PR #3872, opened 2018-10-12
docker ignore tox/venv

### LINKED ISSUE #3550: The file context in the admin docker build is too dang high!!!

heartsucker:
## Status

Ready for review

## Description of Changes

Fixes #3550

Docker ignore generated resources.

## Testing

Run the tests, get a big tox directory, rebuild the container with `DOCKER_BUILD_VERBOSE=true`, see the following line:

```
Docker image build in progress Sending build context to Docker daemon  202.2kB
```

### DIFF
--- a/admin/.dockerignore
+++ b/admin/.dockerignore
@@ -1,0 +1,4 @@
+.tox
+.venv
+**/__pycache__
+**/*.pyc


redshiftzero:
hey @msheiny since you also had a PR tackling #3550 earlier, what do you think of this change? (i'm cool with merge if you want to approve)

PR #3873, opened 2018-10-12
Added changes to UI of the admin_add_user page

nightwarrior-xxx:
## Status

Ready for review 

## Description of Changes

Fixes #3855 

 Added changes to the admin_add_user page


nightwarrior-xxx:
@SaptakS  Please review.I made a new PR as I was unable to pull changes from upstream.I will not repeat this mistake next time.

eloquence:
I would recommend re-scoping this PR to only fix the actual problem identified in #3746 and handle other design changes separately.

Regarding the actual text, we should ensure we have consensus on what the recommendations are. 

> "Username must not contain your original name"

Do you mean to say "real name"? If so, what is the underlying security reason?

> "Username must be unique"

I don't know how useful this one is; as far as @huertanix stated in #3746, the main questions that come up are case-sensitivity and spaces. We should not add text just for the sake of adding text; most systems require usernames to be unique, so if this is not a common point of confusion, I don't think we need to say so here.

We should, however, state if the username may contain spaces (it can).

nightwarrior-xxx:
@eloquence Gotcha.That means we should just add only these points 
- Username can contain spaces.
- Username is case sensitive.

eloquence:
Yes, and per my earlier comment, I suggest we remove the other style changes from this PR. Keeping PRs scoped clearly to the issues they resolve simplifies review.

Once this is done, could you also upload a before/after screenshot? @ninavizz may have some final styling suggestions.

Thanks a lot! :)

nightwarrior-xxx:
@eloquence @ninavizz Please review .
```Page before modification```
currentsecuredropaddadminuserpage

```Page after modification```
page after modification

 
Regards,
@nightwarrior-xxx

**Comment by eloquence** [comment]
Thanks, @nightwarrior-xxx ! I would suggest two changes:

- Don't add a "Username" label to the username input. To be sure, there are arguments in favor of labels; the problem right now is one of inconsistency. The other input on this form lacks a label, as does the sign-in form. If we want to have a discussion about adding labels to inputs, it should be done consistently across the board, and separately from this PR.

- Remove the new styling of the password. This is a separate issue from the one you're looking to resolve with this PR, and additional style changes should be applied consistently and discussed separately.

**Comment by nightwarrior-xxx** [comment]
Hey,
@eloquence and @ninavizz Please review!!!

```current page```
currentsecuredropaddadminuserpage
```page after modification```
page_after_modifications2

Regards,
@nightwarrior-xxx

**Comment by ninavizz** [comment]
@nightwarrior-xxx Looks good to me for asap deploy; getting fussy on things, I'd love an `&nbsp;` before the "A" in "Add" on the button, and maybe 5-10px of padding between the HOTP field and the checkbox text above it. The latter points are not blockers, tho. Thx!! :)

**Comment by eloquence** [comment]
Let's keep this out of the current PR, @ninavizz, I'd prefer to keep this scoped exactly to fixing the username issue identified in the bug. Thanks :)

File: securedrop/sass/journalist.sass [hunk 1]
```diff
@@ -101,3 +101,9 @@ button.small-danger, a.btn.small-danger, .btn.small-danger
 
 .journalist-reply__input
   max-width: 700px
+
+.journalist-username__notes
+  font: 12px Sans-Serif
+  font-weight: normal
+  letter-spacing: 0.05px
```
eloquence: Why is this here? I cannot visually tell much of a difference from this fraction of a pixel increase.

eloquence:
Aside from the minor question about the CSS, I have no concerns about this PR. There's a slight increase in whitespace above the username field, but I don't see much of a consistency issue with the rest of the form.

securedrop/sass/journalist.sass
ninavizz: .05 looks like an erroneous attempt at entering .5, perhaps? I <3 .5px letterspacing, personally.

nightwarrior-xxx:
@ninavizz  @eloquence 
Please review!!
```Before changes```
currentsecuredropaddadminuserpage
```After Modifications```
page_after_modification3

**Comment by nightwarrior-xxx** [comment]
@heartsucker Please review

File: securedrop/sass/modules/_main-content-area.sass [hunk 2]
```diff
@@ -7,8 +7,11 @@
...
 
+      &.flex-end
+        align-items: flex-end
+
     // This query is to reorder the flex box elements so that they correctly form the
     // two boxes (submit/returning) when the screen is sized down
     @media only screen and (max-width: 768px)
       .container
-        display: block
+        display: block
```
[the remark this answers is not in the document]
heartsucker: Hmm. My comment in the review doesn't seem to be appearing. Anyway. This is still missing a newline at the EOF.

nightwarrior-xxx:
@heartsucker and @redshiftzero Please review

- [WHAT TO DO] Copy out the entries from the material above, matching each one exactly.

- [SOLUTION BELOW]
PR #3872, opened 2018-10-12
docker ignore tox/venv

### LINKED ISSUE #3550: The file context in the admin docker build is too dang high!!!

heartsucker:
## Status

Ready for review

## Description of Changes

Fixes #3550

Docker ignore generated resources.

## Testing

Run the tests, get a big tox directory, rebuild the container with `DOCKER_BUILD_VERBOSE=true`, see the following line:

```
Docker image build in progress Sending build context to Docker daemon  202.2kB
```

### DIFF
--- a/admin/.dockerignore
+++ b/admin/.dockerignore
@@ -1,0 +1,4 @@
+.tox
+.venv
+**/__pycache__
+**/*.pyc


redshiftzero:
hey @msheiny since you also had a PR tackling #3550 earlier, what do you think of this change? (i'm cool with merge if you want to approve)

PR #3873, opened 2018-10-12
Added changes to UI of the admin_add_user page

nightwarrior-xxx:
## Status

Ready for review 

## Description of Changes

Fixes #3855 

 Added changes to the admin_add_user page


nightwarrior-xxx:
@SaptakS  Please review.I made a new PR as I was unable to pull changes from upstream.I will not repeat this mistake next time.

eloquence:
I would recommend re-scoping this PR to only fix the actual problem identified in #3746 and handle other design changes separately.

Regarding the actual text, we should ensure we have consensus on what the recommendations are. 

> "Username must not contain your original name"

Do you mean to say "real name"? If so, what is the underlying security reason?

> "Username must be unique"

I don't know how useful this one is; as far as @huertanix stated in #3746, the main questions that come up are case-sensitivity and spaces. We should not add text just for the sake of adding text; most systems require usernames to be unique, so if this is not a common point of confusion, I don't think we need to say so here.

We should, however, state if the username may contain spaces (it can).

nightwarrior-xxx:
@eloquence Gotcha.That means we should just add only these points 
- Username can contain spaces.
- Username is case sensitive.

eloquence:
Yes, and per my earlier comment, I suggest we remove the other style changes from this PR. Keeping PRs scoped clearly to the issues they resolve simplifies review.

Once this is done, could you also upload a before/after screenshot? @ninavizz may have some final styling suggestions.

Thanks a lot! :)

nightwarrior-xxx:
@eloquence @ninavizz Please review .
```Page before modification```
currentsecuredropaddadminuserpage

```Page after modification```
page after modification

 
Regards,
@nightwarrior-xxx

**Comment by eloquence** [comment]
Thanks, @nightwarrior-xxx ! I would suggest two changes:

- Don't add a "Username" label to the username input. To be sure, there are arguments in favor of labels; the problem right now is one of inconsistency. The other input on this form lacks a label, as does the sign-in form. If we want to have a discussion about adding labels to inputs, it should be done consistently across the board, and separately from this PR.

- Remove the new styling of the password. This is a separate issue from the one you're looking to resolve with this PR, and additional style changes should be applied consistently and discussed separately.

**Comment by nightwarrior-xxx** [comment]
Hey,
@eloquence and @ninavizz Please review!!!

```current page```
currentsecuredropaddadminuserpage
```page after modification```
page_after_modifications2

Regards,
@nightwarrior-xxx

**Comment by ninavizz** [comment]
@nightwarrior-xxx Looks good to me for asap deploy; getting fussy on things, I'd love an `&nbsp;` before the "A" in "Add" on the button, and maybe 5-10px of padding between the HOTP field and the checkbox text above it. The latter points are not blockers, tho. Thx!! :)

**Comment by eloquence** [comment]
Let's keep this out of the current PR, @ninavizz, I'd prefer to keep this scoped exactly to fixing the username issue identified in the bug. Thanks :)

File: securedrop/sass/journalist.sass [hunk 1]
```diff
@@ -101,3 +101,9 @@ button.small-danger, a.btn.small-danger, .btn.small-danger
 
 .journalist-reply__input
   max-width: 700px
+
+.journalist-username__notes
+  font: 12px Sans-Serif
+  font-weight: normal
+  letter-spacing: 0.05px
```
eloquence: Why is this here? I cannot visually tell much of a difference from this fraction of a pixel increase.

eloquence:
Aside from the minor question about the CSS, I have no concerns about this PR. There's a slight increase in whitespace above the username field, but I don't see much of a consistency issue with the rest of the form.

securedrop/sass/journalist.sass
ninavizz: .05 looks like an erroneous attempt at entering .5, perhaps? I <3 .5px letterspacing, personally.

nightwarrior-xxx:
@ninavizz  @eloquence 
Please review!!
```Before changes```
currentsecuredropaddadminuserpage
```After Modifications```
page_after_modification3

**Comment by nightwarrior-xxx** [comment]
@heartsucker Please review

File: securedrop/sass/modules/_main-content-area.sass [hunk 2]
```diff
@@ -7,8 +7,11 @@
...
 
+      &.flex-end
+        align-items: flex-end
+
     // This query is to reorder the flex box elements so that they correctly form the
     // two boxes (submit/returning) when the screen is sized down
     @media only screen and (max-width: 768px)
       .container
-        display: block
+        display: block
```
[the remark this answers is not in the document]
heartsucker: Hmm. My comment in the review doesn't seem to be appearing. Anyway. This is still missing a newline at the EOF.

nightwarrior-xxx:
@heartsucker and @redshiftzero Please review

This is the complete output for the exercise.